1. Field of the Invention
The present invention relates to an optical wavefront sensor and more particularly to an optical wavefront sensor which incorporates optical and electronic heterodyning to enable high accuracy and high speed phase measurements to be made, relative to known optical wavefront sensors.
2. Description of the Prior Art
Wavefront sensors are known to be used to correct for distortions in optical beams caused by, for example, atmospheric aberrations. In particular, such wavefront sensors are known to be used with high power laser weapon systems, for example, as disclosed in commonly owned U.S. Pat. No. 5,198,607. The effectiveness of such laser weapon systems depends on many factors including the power of the laser at the target. Atmospheric aberrations are known to cause distortion of the wavefront of high powered laser beams and thus reduce the power and effectiveness of such weapons. As such, systems are known which predistort the wavefront to compensate for atmospheric aberrations so that maximum laser power is delivered at the targets.

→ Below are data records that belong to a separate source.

Issue #864, opened 2026-05-26
Scratchpad persistence


bloknayrb:
Should scratchpads persist through the app closing and reopening? Should unsaved scratchpads throw a warning when the user tries to close Tandem?

I think user should at least be able to recover unsaved scratchpads for some length of time.

Issue #333, opened 2026-04-17
annotations: tombstones lost on Hocuspocus doc swap before debounce fires


bloknayrb:
Discovered during /simplify review of PR #323 T6 wiring.

**Setup:** `reattachObservers` in `src/server/events/queue.ts:328` re-registers the annotation file-writer observer when Hocuspocus swaps a doc's Y.Doc instance (typically on first browser connect per CLAUDE.md). The cleanup it invokes on the old observer — returned from `sync.ts:registerAnnotationObserver` — includes `tombstonesByDoc.delete(docHash)` (sync.ts cleanup lambda).

**The edge:**
1. User deletes an annotation → `recordTombstone(...)` appends to `tombstonesByDoc[docHash]`.
2. Observer fires, `store.queueWrite(...)` schedules a debounced write (100ms).
3. Before the debounce timer fires, Hocuspocus's \`onLoadDocument\` replaces the Y.Doc and calls \`reattachObservers\`.
4. The old observer's cleanup runs, which deletes the tombstones entry — the tombstone has never made it to disk.
5. The debounce timer fires. The write lands on disk but the in-memory \`tombstonesByDoc[docHash]\` is empty, so the snapshot's \`tombstones: []\`. The tombstone is silently lost.

**Impact:** Narrow — the window is 0–100ms, and the scenario requires a mid-delete Hocuspocus doc swap. Browsers reconnecting on startup are the realistic trigger.

**Fix sketch:** in \`reattachObservers\`, flush the old store before running the cleanup that wipes tombstones, OR don't delete tombstones on Y.Doc swap (swap is not a close). The latter is cleaner.

Defer from Phase 1.

PR #1053, opened 2026-06-05
Add raw-markdown source view / edit mode (#1021)

### LINKED ISSUE #1021: Add a raw-markdown source view / edit mode
**Reframed from a bug report into a feature request** (see investigation below).

## What's being asked for

A **raw-markdown source view / edit mode** — a way to see and edit the underlying markdown source of a document, toggling between the WYSIWYG editor and the literal `.md` text (the way most markdown editors offer a "source" or split view).

## Why this is the right framing

The original report ("markdown commands aren't being interpreted as expected") was investigated as a possible input-rule bug. It is **not** a bug — but it surfaced a real gap:

- Tandem's editor is **WYSIWYG** (Tiptap/ProseMirror). Typing `# `, `- `, `**bold**`, `> `, `` `code` ``, `[ ] `, etc. *does* fire input rules and auto-formats, consuming the literal markdown characters — you never see the raw syntax while editing.
- But documents are **persisted as raw markdown on disk** — the Y.Doc is serialized back to `.md` via `remark-stringify` (`src/server/file-io/markdown.ts` → `saveMarkdown()`). So the file genuinely *is* markdown; there's just no surface to view/edit it as source in the app.
- The existing **"Show raw markdown"** toggle (`appearance-show-raw-markdown`, ADR-042/#981) is deliberately narrow — it only reveals footnotes, reference-style links, and inline HTML, not the full source.

So a user who thinks "this is a markdown file, let me edit the markdown" has no way to do that today. That's a legitimate missing feature, distinct from the (correct) WYSIWYG behavior.

## Scope notes / open questions for design

- Full document source view vs. a split (source + preview) pane?
- Editable source (round-trips through the parser on toggle) vs. read-only source inspection?
- Relationship to the existing narrow `appearance-show-raw-markdown` toggle — extend it, or a separate mode?
- CRDT/annotation implications: annotations are anchored to the WYSIWYG model's coordinate system; a source-edit mode needs a defined story for how edits in source reconcile with anchored annotations.

---
_Original report:_ "Markdown syntax in the editor isn't being rendered/interpreted the way the user expected. Needs reproduction with concrete examples — possibly related to the 'Decorations' setting." (Decorations turned out to be unrelated — it only toggles annotation overlays.)

bloknayrb:
Closes #1021.

## What

Tandem's editor is WYSIWYG, but documents persist as raw markdown on disk — there was no way to view or edit that source in the app. This adds a **full-swap, editable source view**: a `</>` toggle in the title bar (and a **"Toggle markdown source view"** command-palette action) swaps the active **editable `.md`** document between the formatted editor and an editable markdown-source textarea. Editing the source and returning to the editor round-trips the text through the same `remark` parser autosave uses, then persists to disk.

Per the design decisions confirmed for #1021: **full-swap** (not split-pane), **editable** (round-trips), `.md`-only.

## Behavior

- The toggle appears only for **editable `.md`** documents — non-`.md` formats and read-only `.md` (e.g. `CHANGELOG.md`, `.docx`) are excluded, both in the UI affordance and server-side.
- The source shown is **byte-identical to what's written on disk** (`saveMarkdown`, the same serializer the markdown adapter uses).
- Because a source edit re-anchors the whole document, **annotations are cleared on round-trip** (the same trade-off as `tandem_open force:true`). An inline notice warns before you commit when annotations exist; entering source view with **no** edits restores the formatted view untouched.
- `Ctrl+S` in source view commits the edit (so it doesn't save stale Y.Doc content).

## Implementation

**Server**
- `reloadDocumentFromMarkdown` (`file-opener.ts`) replaces a doc's Y.Doc content from a supplied markdown string. It reuses the force-reload lifecycle (`clearAndReload`, now with a `markCleanAfter` option so the doc stays **dirty** and the edit is written to disk). It serializes against the file-watcher reload via the shared `reloadInProgress` guard, and **wipes + re-wires the durable annotation store** (scratchpads, which have no durable store, skip the re-wire/disk-write).
- `GET /api/document/raw` returns the literal markdown; `POST /api/document/reload` applies an edit with a **1 MB inline cap** (the parse is synchronous) plus open / `.md` / not-read-only / not-already-reloading guards. New `READ_ONLY` / `RELOAD_IN_PROGRESS` error codes mapped in `_shared.ts`. A `query` field was added to the ambient Express `Request` type.

**Client**
- `SourceView.svelte`: fetch-on-mount textarea, `Ctrl+S` commit, a Y.Map-observed annotation-clear warning, and a copy button.
- `App.svelte` swaps the editor stage for `SourceView` **at the editor-stage level** so the Tiptap editor unmounts (`editor → null`) and the margin hooks park cleanly via their null-editor guards. Per-tab ephemeral source-view state with close-tab cleanup; the swap is safe w.r.t. the documented `marginLayerEl` `bind:this` invariant because `inSourceView` is margin-independent state.
- Title-bar `</>` toggle + command-palette action wired through `wireActionDeps`.

## Verification

- `npm run typecheck` — green (server + client + `svelte-check --fail-on-warnings`)
- biome — clean (pre-commit)
- **`npm test` — 3635 passed / 21 skipped**, including 7 new unit tests in `reload-from-markdown.test.ts` (round-trip, disk write, annotation clear, `NO_DOCUMENT` / `UNSUPPORTED_FORMAT` / `READ_ONLY` guards, scratchpad path)
- **E2E** — new `source-view.spec.ts` (toggle → edit → exit round-trip; no-edit restore) passes, plus 41 title-bar-adjacent specs (accessibility, keyboard-shortcuts, redesign-final-qa) pass with no regressions
- Updated `testid-set.snap.txt` (new `titlebar-source-toggle` + `source-view-*` testids); CHANGELOG entry under `[Unreleased] → Added`

**Note on `cargo test`:** the pre-push hook's `cargo test` step could not run in the cloud container (missing GTK system libraries — `gdk-3.0` not found, and apt has no working archives). This change touches **zero Rust files**, so the push used `HUSKY=0` (authorized) to skip the unrunnable local Rust step; GitHub CI runs `cargo test` with GTK installed and is authoritative.

## Reviews

- **Plan** reviewed pre-code by adversarial + `security-reviewer` + an editor-null-safety audit (which surfaced the annotation-store-wipe, read-only guard, dirty-flag handling, 1 MB cap, and concurrency-guard requirements before any code).
- **Implementation** reviewed by `svelte-migration-reviewer` (one Medium — a non-reactive annotation-count warning — was fixed by observing the Y.Map) and `annotation-model-reviewer` (no findings: store wipe, origin tagging, re-wiring, and MCP tagging all correct and consistent with the force-reload precedent).

No annotation-schema or coordinate-system change.

https://claude.ai/code/session_019zVfawooeistFk1odNjMp8

---
_Generated by [Claude Code](https://claude.ai/code/session_019zVfawooeistFk1odNjMp8)_


bloknayrb:
**Review verdict: REQUEST CHANGES** (posted as a comment — the review identity authored the PR). Five lenses ran: security (threat-model), CRDT/lifecycle, annotation-model/ADR-027, Svelte-5 reactivity, and general code review. The server-side design is sound — security clean, annotation wipe complete and resurrection-free, origin tagging correct. One client-side bug, flagged independently by two reviewers, must be fixed before merge; it's a one-line fix.

### MUST-FIX (1) — found independently by two lenses

**Ctrl+S in source view double-fires: the global `save` shortcut still writes the STALE Y.Doc to disk, racing the reload — directly contradicting the PR's headline claim.** `SourceView.svelte:283-289` calls `e.preventDefault()` but not `e.stopPropagation()`. The event bubbles to App's window-level keydown listener (`App.svelte:1146`), whose `save` branch (`App.svelte:893-896`) — unlike `save-as` and siblings — has **no INPUT/TEXTAREA guard** and no `e.defaultPrevented` check (`matchShortcut` deliberately exempts Ctrl+S from form-field suppression, `useAppShortcuts.ts:106-110`). One keypress runs both `commit()` → `/api/document/reload` AND `triggerSave()` → `/api/save`, which serializes the pre-edit Y.Doc. Ordering is nondeterministic; if `/api/save` lands last, the source edit is transiently lost on disk (self-heals on next autosave, but the on-disk state is wrong and the CHANGELOG claim is false). **Fix:** `e.stopPropagation()` in `handleKeydown` (bubble-phase target fires first, so it works), plus belt-and-suspenders: make the global `save` dispatch bail on `e.defaultPrevented` or `inSourceView` — a child-component `stopPropagation` is an easy invariant to break later.

### SHOULD-FIX (2)

1. **Uncommitted source edits are silently dropped on tab switch, tab close, and app quit.** Tab close (`App.svelte:139-144`) skips the #864 scratchpad confirm; tab *switch* unmounts SourceView keyed on active tab and the re-mount re-fetches fresh — wiping the textarea with no warning. The disk file is intact (it's loss of uncommitted work, not corruption), but it deserves at least the #864 `window.confirm` pattern when the view is dirty.
2. **`reloadDocumentFromMarkdown` ignores the `saveDocumentToDisk` result** (`file-opener.ts:365`, flagged by two lenses). `{status:"skipped"}` is reachable — e.g. the 60s autosave holds `savingDocs` at commit instant — and the route still returns `{success:true}` while disk holds pre-edit bytes until the next autosave. A kill in that window loses the edit's disk persistence. Check the `SaveResult`; retry, warn, or acquire `savingDocs` around the reload.

### Verified clean

- **Security:** route gating matches the established document-mutation tier (`/api/open`/`/api/save` posture — `assertLoopbackForMutation` is the integrations tier, correctly not required here); CSRF blocked by preflight + JSON-only parsing; no path traversal (write target is the registry's open-time `filePath`, request supplies only a lookup key); READ_ONLY enforced server-side; ADR-027 — raw markdown serializes only the body fragment, never the annotations Y.Map; LAN auth covers both routes. The printf-format hardening in the catch block is a nice defensive catch.
- **CRDT/lifecycle:** `withInternal` is the right origin per ADR-031 (channel + durable-sync both skip; the store is wiped/re-wired explicitly); clear+repopulate is one synchronous transaction (no torn state, autosave can't interleave); dirty-flag chain verified end-to-end — the manual save serializes the NEW content; stale-tab behavior identical to force-reload (no regression).
- **Annotation wipe complete on all four surfaces:** Y.Map (both annotations + replies), tombstone ledger (`"close"` phase per #333), pending debounced writes (timer cancelled before file delete), on-disk envelope. Re-wire correctly omits `allowRecovery`, so a stale envelope can't re-key back in. No channel events leak from the clear (origin-gated + delete-actions never emit). The warning count stays local — never sent anywhere Claude-visible.
- **Svelte:** fetch-on-mount race handled (`cancelled` flag checked after every await); Y.Map observer lifecycle correct with tab-switch re-subscription; per-tab Set correctly reassigned not mutated; margin hooks genuinely park on null editor; the INVARIANT-1 justification for unmounting `marginLayerEl` holds (no margin effect reads `inSourceView`).
- **Round-trip:** no-edit exit is string-equality on serializer output — commits nothing, can't mutate the file.

### Non-blocking

- Tests: no `isDirty` assertion despite the docstring claiming it; `RELOAD_IN_PROGRESS` (409) untested; e2e skips the annotation-warning, failed-commit, Ctrl+S, and read-only-exclusion paths — the Ctrl+S e2e would have caught the must-fix.
- Source-view commit isn't serialized against rename (`reloadInProgress` vs `savingDocs` are disjoint locks) — sub-second window, best-effort posture consistent with #1051's documented residuals; worth a comment.
- Scratchpad reload leaves the doc permanently dirty (benign — autosave skips uploads; optional `markClean`).
- "Byte-identical to disk" holds only post-convergence — the view shows `saveMarkdown` output, which differs from disk until remark-normalized noise (lesson #69/#605) has round-tripped once. Doc caveat.

Fix the Ctrl+S propagation (+ the two should-fixes ideally) and this is ship-ready.

---

bloknayrb:
Thanks for the thorough five-lens pass — all three items are addressed.

**MUST-FIX — Ctrl+S double-fire** (`f27787f`): `SourceView.handleKeydown` now `stopPropagation()`s the Ctrl+S so it never reaches App's window listener, and the global `save` dispatch additionally bails when `inSourceView` (belt-and-suspenders against that invariant being broken later). Added a Ctrl+S E2E that asserts disk converges to the committed body, not the stale one — the regression guard you noted was missing.

**SHOULD-FIX 2 — ignored save result** (`f27787f`): `reloadDocumentFromMarkdown` now checks the `SaveResult` and retries the transient autosave-lock skip (bounded 5×50ms); on `error` it logs (the save-error notification already fired) and leaves the doc dirty so autosave is the backstop. The only reachable skip here is the `savingDocs` lock — every other reason is excluded (file source, not read-only, .md eligible, open, and the just-set savedAt rules out the external-mod guard).

**SHOULD-FIX 1 — uncommitted edits dropped** (`7df3580`): per your pick, went with the fuller fix — in-progress source text + dirty flag are lifted into App-level per-tab state, so switching tabs (which unmounts SourceView) and back **restores the draft** rather than dropping it; tab close now `window.confirm`s (mirrors the #864 scratchpad guard) and a `beforeunload` guard covers app quit. SourceView reports drafts event-driven (oninput + commit) and restores via a documentId-keyed remount (`untrack`-captured at mount so the fetch effect can't re-fire on keystrokes). Two new E2E tests: draft-survives-switch and close-confirm. `svelte-migration-reviewer` cleared the reactivity (no findings).

On the non-blocking notes: the Ctrl+S E2E is in; the rename-vs-reload disjoint-lock window and the scratchpad-stays-dirty / "byte-identical only post-convergence" caveats I've left as-is (best-effort posture consistent with #1051; happy to add doc comments if you'd like). The `RELOAD_IN_PROGRESS`/`isDirty` test gaps can be a quick follow-up.

CI is green on the prior commits; verification on these: typecheck + svelte-check clean, full vitest (3635 passed), all 5 source-view E2E passing.

---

Examples of wavefront sensors are disclosed in commonly owned U.S. Pat. Nos. 6,229,616 and 6,366,356. These wavefront sensors are based upon optical heterodyning a reference optical signal with an optical test signal. More particularly, an electro-acoustical device, such as a Bragg cell, is used to frequency upshift an optical reference signal. The optical test signal and frequency upshifted optical reference signal are then optically combined, which results in optical heterodyning of the two optical signals. The resulting optically heterodyned signal has a frequency equivalent to the beat frequency of the two signals, the RF signal driving the Bragg cell, normally in tens of MHz. The optically heterodyned signal is subsequently directed to a detector which converts the optical signal to an electronic signal having the same phase as the optical test signal. The electronic heterodyned signal is then used to develop a compensation signal to compensate for phase distortion in the original optical test signal. More particularly, the output of the photodetector is a sinusoidal output with a phase equivalent to the original optical phase. A heterodyne signal processor is used to convert the sinusoidal waveform into a plurality of pulse trains whose duty cycles are proportional to the sampled optical phase. These pulse trains are electronically integrated by a low pass filter in order to develop a DC voltage that is proportional to the duty cycle and to the phase of the optical test signal.
There are several problems with such known optical heterodyne wavefront sensors. First, such wavefront sensors are relatively slow due to the need to integrate the pulse trains from the optical heterodyne processors. In addition, known acoustical optical devices, such as Bragg cells, normally frequency shift at frequencies in the tens of MHz. However at these frequencies, the electronic jitter of approximately 1 nanosecond of the devices used for edge detection can be a source of substantial phase measurement noise. Thus, there is a need for a optical wavefront sensor which is faster than known optical wavefront sensors while virtually eliminating electronic jitter.